Ci tengo, da subito, a sfatare un equivoco: lasciare andare non significa cacciare via.
Sono due cose completamente diverse.
L’antica scuola Theravada è detta anche Hinayana, ovvero del “piccolo veicolo”, dalle tradizione buddhiste del Mahayana (“grande veicolo”); cioè da quelle scuole, a cui appartengono per esempio il buddhismo Zen e quello Tibetano, che ha peculiarità differenti come l’essere più esoteriche oppure molto orientate all’esterno, in quanto danno molta importanza a cose come la compassione, l’apertura del cuore, l’aiutare gli altri.
Questa definizione di “piccolo veicolo”, che lo qualifica in maniera un poco riduttiva, è data dal fatto che invece il Buddhismo delle origini (quello Theravada), pone più l’accento sul guardare dentro; avendo un carattere più introspettivo e psicologico.
Un’altra definizione, un po’ più gentile, che ha dato il Dalai Lama del buddhismo Hinayana è quello di “la via della rinuncia”, del lasciare andare:
in quanto i monaci Theravada rinunciano a tante cose, sebbene la rinuncia non implichi un obbligo ma uno sposare un esercizio particolare; un esercizio che implica delle scelte salutari, uno sfrondare tutta una serie di attaccamenti che non aiutano a sviluppare la pace interiore.
Faccio un esempio.
Io sono goloso: mi piace mangiare, sebbene non di tutto, ma sono ghiotto di certe cose rispetto ad altre.
I monaci Theravada, invece, mangiano una sola volta al giorno; e non si curano tanto del gusto o cose simili: si cibano unicamente per nutrirsi, non per apprezzare il sapore del proprio pasto.
E questa è una rinuncia che loro fanno, per scelta, e che li aiuta a non sviluppare un attaccamento che è fonte di sofferenza.
Il lasciare andare è anche il lavoro principale della meditazione, vediamo come si esplica.
Cosa facciamo di fatto mentre meditiamo?
Cosa facciamo noi in meditazione, soprattutto nella meditazione maggiormente diffusa da Buddha e vivamente incoraggiata dalla tradizione Theravada?

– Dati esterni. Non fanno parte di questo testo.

Issue #578, opened 2026-04-28
Get rid of Conda to check incompatibility with a different major version of khiops


tramora:
#### Description
Currently, in order to check incompatibility with a different major version of khiops,
the Khiops core Conda package is installed in a dedicated Conda environment in the docker files (for debian, ubuntu and rocky)

Snippet : 
```
    # Install Khiops from a different major version in a dedicated conda environment \
    # for a specific test regarding compatibility test \
    # The python interpreter version of the base environment is used as no specific version is given \
    $CONDA create -y -n py3_khiops10_conda; \
    $CONDA install -y -n py3_khiops10_conda khiops::khiops-core==10.3.1;
```

Later in the github workflow `tests.yml` at the step `Test Khiops Integration` this Conda environment is used to detect the major version mismatch.

#### Questions/Ideas

For this specific purpose an official but older khiops docker image from docker hub could be used (`khiopsml/khiops-ubuntu:10.3.2.1`).

A new job using this image would be created in the github workflow `tests.yml`

popescu-v:
IMHO, this would be obsoleted by #572 . Hence, also the related integration tests and the ad-hoc Khiops 10 Conda environment in the dev Docker files should be removed.

tramora:
Obsoleted by #572

Issue #573, opened 2026-04-20
Enhance Linux tests in using the supported python version matrix outside Conda


tramora:
#### Description

Currently, in the `tests.yml` workflow we run the tests against a matrix of conda envs with the supported python versions (from 3.10 to 3.14).

We should do the same for simple python virtual environments for the tests running on Linux

#### Questions/Ideas

In the `khiopsydev-ubuntu` dev image, we will try to install all the supported and alternative python versions (with uv or ppa etc...).
In the workflow the current step `Run Unit & Integration Tests`  would be duplicated into `Run Unit & Integration Tests in Conda` and `Run Unit & Integration Tests in venv`

popescu-v:
`uv` supports this: https://docs.astral.sh/uv/concepts/python-versions/#requesting-a-version. Hence, I'd go for replacing the Conda envs with `uv` venvs in `tests.yaml`. ~But only after `khiops-core` is released as a Pip package on PyPI.~ `khiops-core` is already on Test PyPI.

popescu-v:
The only Conda tests should stay in the `test-conda-forge-package.yml` workflow IMHO. Hence, any relevant Conda environment should be created in that workflow IMHO.

Indeed, Conda was used in `tests.yml` as a practical way of having the full array of supported Python versions. However, the goal of this issue is to supersede Conda by `uv` for this purpose.

PR #582, opened 2026-05-26
Use khiops-core and khiops-driver-* pip packages containing binaries only

### LINKED ISSUE #572: Depend on the `khiops-core` Pip Package
#### Description
The Khiops core binaries (without the GUI) are currently being packaged to be installable via Pip from PyPI.
There is currently an alpha testing version, `11.0.1-a.3` on Test.PyPI: https://test.pypi.org/project/khiops-core/11.0.1a3.
It doesn't work for Python < 3.9 but this should still be OK for the `khiops-python` testing / CI contexts.

The goal of this issue is to make the Khiops Python library able to use the Pip-packaged Khiops core dependency from PyPI.

#### Questions/Ideas
- There are packaging impacts and code impacts:
  - Packaging impact: add `khiops-core==11.0.1a.3` to the `[project.dependencies]` section of the `pyproject.toml` file; to be changed to `11.0.1` once the official `khiops-core` package is published on PyPI.
  - Code impacts:
    - the runner should stop supporting the "binary+pip" installation mode; only "conda", "conda-based" and "pip" should be kept;
    - the runner failure modes would cease to include native binaries vs Python package checks (including version mismatches); in fact, the checks should be very similar to those performed in the "conda" case (as the `khiops-core` package version should also be pinned, as in the Conda package case).
- We need to pay attention to the case of the system-wide pip installation of the `khiops-core` package:
   - should we forbid such setup?
   - does such a setup overwrite any putative previous native installation of the `khiops-core` files?

tramora:
Fixes #572 and #578 

---


tramora:
False sentiment of success : we simulate multiple Python environments using conda (#573). This is very unfortunate as we are not able yet to detect automatically an issue with the new PyPI packages regarding the remote drivers [khiops-core:1041](https://github.com/KhiopsML/khiops/issues/1041). In my opinion this one is a blocking issue.

popescu-v:
> False sentiment of success : we simulate multiple Python environments using conda (#573). This is very unfortunate as we are not able yet to detect automatically an issue with the new PyPI packages regarding the remote drivers [khiops-core:1041](https://github.com/KhiopsML/khiops/issues/1041). In my opinion this one is a blocking issue.

Hence, to properly test this, issue https://github.com/KhiopsML/khiops-python/issues/573 must be addressed first. Right, @tramora ?

.github/workflows/api-docs.yml
```diff
@@ -60,7 +60,9 @@ jobs:
         run: |
           # Install package itself to install the samples datasets
           python -m pip install --upgrade pip
-          python -m pip install --user .
+          # khiops-core and khiops-drivers-* must always be installed from TestPyPI in order to avoid distorting usage statistics
+          # Use of both 'index-url' and '--extra-index-url' options allows indexes prioritization (PEP 766)
+          python -m pip install --index-url https://test.pypi.org/simple --extra-index-url https://pypi.org/simple --user .
```
popescu-v: I am not sure I see why just `python -m pip install --extra-index-url https://test.pypi.org/simple` does not suffice:
- the latest version of `khiops-core` is taken from `test.pypi.org`;
- all other dependencies are taken from `pypi.org`.

Why is this not enough (no need for drivers to build the API docs)?

.github/workflows/dev-docker.yml
```diff
@@ -67,12 +52,15 @@ jobs:
           set -x
           echo "KHIOPS_REVISION=${{ inputs.khiops-revision || env.DEFAULT_KHIOPS_REVISION }}" >> "$GITHUB_ENV"
           echo "IMAGE_INCREMENT=${{ inputs.image-increment || env.DEFAULT_IMAGE_INCREMENT }}" >> "$GITHUB_ENV"
-          echo "KHIOPSDEV_OS_CODENAME=$(echo '${{ matrix.khiopsdev-os }}' | tr -d '0-9.')" >> "$GITHUB_ENV"
+          KHIOPSDEV_OS_CODENAME=$(echo '${{ matrix.khiopsdev-os }}' | tr -d '0-9.')
+          echo "KHIOPSDEV_OS_CODENAME=${KHIOPSDEV_OS_CODENAME}" >> "$GITHUB_ENV"
+          if [[ "${KHIOPSDEV_OS_CODENAME}" == "ubuntu" || "${KHIOPSDEV_OS_CODENAME}" == "debian" ]]; then
```
popescu-v: I would use a Bash `case` here with an error message in the default case.

.github/workflows/pip.yml
```diff
@@ -102,7 +102,9 @@ jobs:
             source khiops-debian-venv/bin/activate
           fi
           pip install --upgrade pip
-          pip install $(ls khiops*.tar.gz)
+          # khiops-core and khiops-drivers-* must always be installed from TestPyPI in order to avoid distorting usage statistics
+          # Use of both 'index-url' and '--extra-index-url' options allows indexes prioritization (PEP 766)
+          pip install --index-url https://test.pypi.org/simple --extra-index-url https://pypi.org/simple $(ls khiops*.tar.gz)
```
popescu-v: See comment above about the `--extra-index-url`.

.github/workflows/quick-checks.yml
```diff
@@ -20,10 +20,14 @@ jobs:
         run: |
           # Extract and install package dependency requirements from metadata
           pip install pip-tools
-          python -m piptools compile -o requirements.txt
+
+          # khiops-core and khiops-drivers-* must always be installed from TestPyPI in order to avoid distorting usage statistics
+          # Use of both 'index-url' and '--extra-index-url' options allows indexes prioritization (PEP 766)
+          pip-compile --index-url https://test.pypi.org/simple --extra-index-url https://pypi.org/simple -o requirements.txt
```
popescu-v: Idem as above.

.github/workflows/quick-checks.yml
```diff
@@ -20,10 +20,14 @@ jobs:
...
 
           # Install dev dependencies
-          pip install -r requirements.txt
+          # Same indexes prioritization as above
+          pip install --index-url https://test.pypi.org/simple --extra-index-url https://pypi.org/simple -r requirements.txt
```
popescu-v: Idem as above.

.github/workflows/tests.yml
```diff
@@ -267,17 +269,20 @@ jobs:
           python scripts/extract_dependencies_from_pyproject_toml.py -f "pyproject.toml" -s "\n"  > requires.txt
 
           # Install the Python requirements outside a python venv
+          # khiops-core and khiops-drivers-* must always be installed from TestPyPI in order to avoid distorting usage statistics
+          # Use of both 'index-url' and '--extra-index-url' options allows indexes prioritization (PEP 766)
           Get-Content .\requires.txt `
-            | ForEach-Object {python -m pip install $_.toString()}
+            | ForEach-Object {python -m pip install --index-url https://test.pypi.org/simple --extra-index-url https://pypi.org/simple $_.toString()}
```
popescu-v, line 287: Same as above regarding `--extra-index-url`.

.github/workflows/tests.yml
```diff
@@ -267,17 +269,20 @@ jobs:
...
           # Create and activate a python venv
           python -m venv khiops-windows-venv
           khiops-windows-venv\Scripts\Activate.ps1
 
           # Install the Python requirements inside a venv
           # The venv python executable is used here
+          # Same indexes prioritization as above
           Get-Content .\requires.txt `
-            | ForEach-Object {khiops-windows-venv\Scripts\python -m pip install $_.toString()}
+            | ForEach-Object {khiops-windows-venv\Scripts\python -m pip install --index-url https://test.pypi.org/simple --extra-index-url https://pypi.org/simple $_.toString()}
```
popescu-v: Cf. the `--extra-index-url` comments above.

.github/workflows/api-docs.yml
tramora: It was must first change but ... when the package will be on both PyPI and Test PyPI (under the same version or not), as PyPI is the index in the list, it will be used first. That was the rationale of the reordering

.github/workflows/tests.yml
```diff
@@ -392,7 +397,9 @@ jobs:
           # Install tomli for Python < 3.11
           pip install tomli
           python scripts/extract_dependencies_from_pyproject_toml.py -f "pyproject.toml" > requires.txt
-          pip install `cat requires.txt`
+          # khiops-core and khiops-drivers-* must always be installed from TestPyPI in order to avoid distorting usage statistics
+          # Use of both 'index-url' and '--extra-index-url' options allows indexes prioritization (PEP 766)
+          pip install --index-url https://test.pypi.org/simple --extra-index-url https://pypi.org/simple `cat requires.txt`
```
popescu-v: Same comment as above.

khiops/core/internals/filesystems.py
```diff
@@ -127,6 +128,27 @@ def _child_uri_info(uri_info, child_name):
     return uri_info._replace(path=_child_path(uri_info.path, child_name))
 
 
+def _check_khiops_driver_library(khiops_drivers_path, remote_storage_type):
```
popescu-v: Have `khiops_drivers_path` as a kwarg set to `None` by default.

khiops/core/internals/filesystems.py
```diff
@@ -127,6 +128,27 @@ def _child_uri_info(uri_info, child_name):
...
+    """
+    Ensures the dynamic library for the Khiops driver exists
+    """
+    if khiops_drivers_path is None or len(khiops_drivers_path) == 0:
+        # We cannot guarantee where the dynamic library is located.
+        # It seems wiser to avoid raising a false error
+        return
+    extension = ".dll" if platform.system() == "Windows" else ".so"
```
popescu-v: I think the DLL extension on MacOS is `.dylib`. Cf. e.g. https://github.com/KhiopsML/khiopsdriver-gcs/blob/943fef618b689d8e1abb05e6feb70e1f8efd1db7/test/plugin_test.cpp#L32.

khiops/core/internals/filesystems.py
popescu-v: Add type and value checks for `remote_storage_type` (as `assert`s, because this is a "private" function by convention) - also see the comment below in this respect.

tramora:
> > False sentiment of success : we simulate multiple Python environments using conda (#573). This is very unfortunate as we are not able yet to detect automatically an issue with the new PyPI packages regarding the remote drivers [khiops-core:1041](https://github.com/KhiopsML/khiops/issues/1041). In my opinion this one is a blocking issue.
> 
> Hence, to properly test this, issue #573 must be addressed first. Right, @tramora ?

I changed the `$CONDA install -y -n env ...` to `$CONDA run -n env pip install ...` in order to really use the PyPI packages. 
But it is not perfect yet as the run will set the `CONDA_PREFIX` environment variable that is checked by `khiops-python` to determine if the installation is done in a 'conda' method or not. 'conda' method and 'pip' one are close but not totally identical

khiops/core/internals/filesystems.py
```diff
@@ -127,6 +128,27 @@ def _child_uri_info(uri_info, child_name):
...
 
 
+def _check_khiops_driver_library(khiops_drivers_path, remote_storage_type):
+    """
+    Ensures the dynamic library for the Khiops driver exists
+    """
+    if khiops_drivers_path is None or len(khiops_drivers_path) == 0:
+        # We cannot guarantee where the dynamic library is located.
+        # It seems wiser to avoid raising a false error
+        return
```
popescu-v: I would ban `None` or the empty string (or `bytes`) as a `khiops_drivers_path` value: if this function is called, as it is "private" by convention, we can just `assert` that `khiops_drivers_path` is not `None` and it is of type `str` or `bytes` and non-empty at its very beginning: it is the programmer's responsibility to make sure `khiops_drivers_path` has proper type and value before calling the function IMHO.

khiops/core/internals/filesystems.py
```diff
@@ -127,6 +128,27 @@ def _child_uri_info(uri_info, child_name):
...
+    extension = ".dll" if platform.system() == "Windows" else ".so"
+    absolute_path = os.path.join(
+        khiops_drivers_path,
```
popescu-v: I would write `os.path.abspath(khiops_drivers_path)` instead, to make sure the path is absolute.

khiops/core/internals/filesystems.py
```diff
@@ -127,6 +128,27 @@ def _child_uri_info(uri_info, child_name):
...
+        "libkhiopsdriver_file_" f"{remote_storage_type}{extension}",
```
popescu-v: Put all this line inside a single f-string: `f"libkhiopsdriver_file_{remote_storage_type}{extension}"`

khiops/core/internals/filesystems.py
```diff
@@ -538,6 +560,9 @@ class GoogleCloudStorageResource(FilesystemResource):
     """
 
     def __init__(self, uri):
+
+        _check_khiops_driver_library(os.environ.get("KHIOPS_DRIVERS_PATH"), "gcs")
```
popescu-v: Only call this function if `KHIOPS_DRIVERS_PATH` is properly set (see comments above regarding this function). Also, note that `KHIOPS_DRIVERS_PATH` is not supposed to be changed by the end-user. A wrong value of it is an upstream bug.

khiops/core/internals/filesystems.py
```diff
@@ -635,11 +660,14 @@ class AmazonS3Resource(FilesystemResource):
     """
 
     def __init__(self, uri):
+
+        _check_khiops_driver_library(os.environ.get("KHIOPS_DRIVERS_PATH"), "s3")
```
popescu-v: Same comment as above.

khiops/core/internals/filesystems.py
```diff
@@ -778,6 +806,8 @@ def __init__(self, uri):
         Azure Storage Resource initializer common to Files and Blobs
         """
 
+        _check_khiops_driver_library(os.environ.get("KHIOPS_DRIVERS_PATH"), "azure")
```
popescu-v: Same comment as above.

khiops/core/internals/runner.py
```diff
@@ -953,20 +953,33 @@ def __init__(self):
...
-        # Check the `khiops_env` script
-        # On Windows native installations, rely on the `KHIOPS_HOME` environment
-        # variable set by the Khiops Desktop Application installer
+        # Search for the `khiops_env` script location
         installation_method = _infer_khiops_installation_method()
-        if platform.system() == "Windows" and installation_method == "binary+pip":
-            # KHIOPS_HOME variable by default
-            if "KHIOPS_HOME" in os.environ:
+        if platform.system() == "Windows" and installation_method == "pip":
+            # On Windows native installations,
```
popescu-v: On Windows, Pip should also install `khiops-core`. Hence, I am not sure I understand why all this comment is still relevant. Windows native installation should be out-of-scope now, shouldn't it?

khiops/core/internals/runner.py
```diff
@@ -953,20 +953,33 @@ def __init__(self):
...
+            )
+            # Hit : use the tool found in the current environment
+            if os.path.exists(probable_khiops_env):
+                khiops_env_path = probable_khiops_env
+            # Miss : KHIOPS_HOME variable evaluation is the fallback
+            elif "KHIOPS_HOME" in os.environ:
                 khiops_env_path = os.path.join(
                     os.environ["KHIOPS_HOME"], "bin", "khiops_env.cmd"
                 )
-            # Raise error if KHIOPS_HOME is not set
```
popescu-v: Why do we still need this? Either `khiops_env.cmd` can be found as expected according to the current Python environment (virtualenv, user-site or system-wide - discouraged), or it cannot. Why rely on `KHIOPS_HOME`?

khiops/core/internals/runner.py
```diff
@@ -953,20 +953,33 @@ def __init__(self):
...
+            # Raise error if no alternative remains
             else:
                 raise KhiopsEnvironmentError(
-                    "No environment variable named 'KHIOPS_HOME' found. "
+                    "No 'khiops_env.cmd' found in current environment nor "
+                    "in 'KHIOPS_HOME' location. "
```
popescu-v: We should drop `KHIOPS_HOME` fallback IMHO (see comments above).

khiops/core/internals/runner.py
```diff
@@ -1029,6 +1042,11 @@ def _initialize_khiops_environment(self):
                 elif var_name == "KHIOPS_MPI_COMMAND":
                     self._mpi_command_args = shlex.split(var_value)
                     os.environ["KHIOPS_MPI_COMMAND"] = var_value
+                # On Windows "KHIOPS_MPI_DLL_PATH" (containing the Intel MPI Library)
+                # must be appended to "PATH" otherwise Khiops wouldn't find it
+                # and fail immediately
+                elif var_name == "KHIOPS_MPI_DLL_PATH":
+                    os.environ["PATH"] = os.environ.get("PATH") + os.pathsep + var_value
```
popescu-v: I would write either `os.pathsep.join([var_value, os.environ.get("PATH")])`, or `f"{var_value}{os.pathsep}{os.environ.get('PATH')}"` and prefer the former (more readable IMHO).

But anyway, I would prepend `var_value` to the path, to make sure the correct MPI path takes precedence over whatever (potentially system-wide) MPI installation might preexist.

CHANGELOG.md
```diff
@@ -11,6 +11,9 @@
 ### Added
 - (`sklearn`) `keep_selected_variables_only` parameter to the predictors (`KhiopsClassifier` and `KhiopsRegressor`)
 - (General) Support for Azure storage
+### Changed
+- *Internals*:
```
popescu-v: I would place this change under `(General)` and rephrase it to something like:
"- (General) Full-Pip installation support: `khiops` now depends on the `khiops-core` and remote storage driver Pip packages"

CHANGELOG.md
```diff
@@ -11,6 +11,9 @@
...
+  - Declaration of khiops-core and khiops drivers as dependencies (mandatory or optional)
```
popescu-v: I would also add an entry to the `### Removed` section, along the lines of:
"- Support for OS-native Khiops Core and Pip Khiops Python library installations"

popescu-v (changes requested):
See the comments.

.github/workflows/api-docs.yml
popescu-v: I see. In this case, in order to make sure all _other_ dependencies than `khiops-*`(core and drivers) are taken from pypi.org, IMHO we need to:
1. First install all dependencies except `khiops-*`-ones from pypi.org
2. Install _only_ the `khiops-*` packages from test.pypi.org only (as the only --index-url, no --extra-index-url).

khiops/core/internals/runner.py
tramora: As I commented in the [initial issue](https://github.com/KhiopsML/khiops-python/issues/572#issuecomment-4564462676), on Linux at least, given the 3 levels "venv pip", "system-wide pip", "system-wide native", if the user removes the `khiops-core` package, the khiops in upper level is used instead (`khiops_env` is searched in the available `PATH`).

Dobbiamo quindi parlare della Vipassana e di cosa facciamo in essa (clicca qui per saperne di più sulla vipassana).
Nella Vipassana ci alleniamo a stare con le cose così come sono; ci alleniamo a sviluppare la consapevolezza; ci alleniamo a stare con le cose così come emergono, e le accogliamo man mano che emergono.

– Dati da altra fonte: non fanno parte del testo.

PR #584, opened 2026-06-08
Document external data table paths in various contexts

### LINKED ISSUE #560: Specifying additional tables : Problem with reference table name
#### Description
Hello,
I went into a problem while deploying a model through the core API.
Note that this is not blocking, the end user simply has to be cautious.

Apriamo i nostri occhi alla realtà delle cose così come sono, senza aggiungere o levare nulla rispetto a quello che c’è.
Perché facciamo questo?
Immaginiamo che ci sia un pensiero che genera ansia in noi; io vedo questo pensiero e questa ansia, non li caccio via: perché se cercassi di cacciarli non li starei a osservare.
Ripeto questo concetto, perché spesso è fonte di equivoci: il primo passo è quello di accogliere l’esperienza; e anche se si tratta di una esperienza negativa, io ci sto e la attraverso.
Quindi c’è un pensiero, lo vedo, non lo caccio, e continuo ad esperirlo; pongo l’energia della mia consapevolezza nella sofferenza che sto vivendo in quel momento.
Il pensiero non lo caccio, ma non mi ci attacco neanche.
Non è che se io ho un pensiero poi lo inseguo: gli permetto di manifestarsi ma non indulgo in esso, e, così facendo, questo pensiero se ne va in maniera naturale; e quell’ansia, prima o poi, sparisce.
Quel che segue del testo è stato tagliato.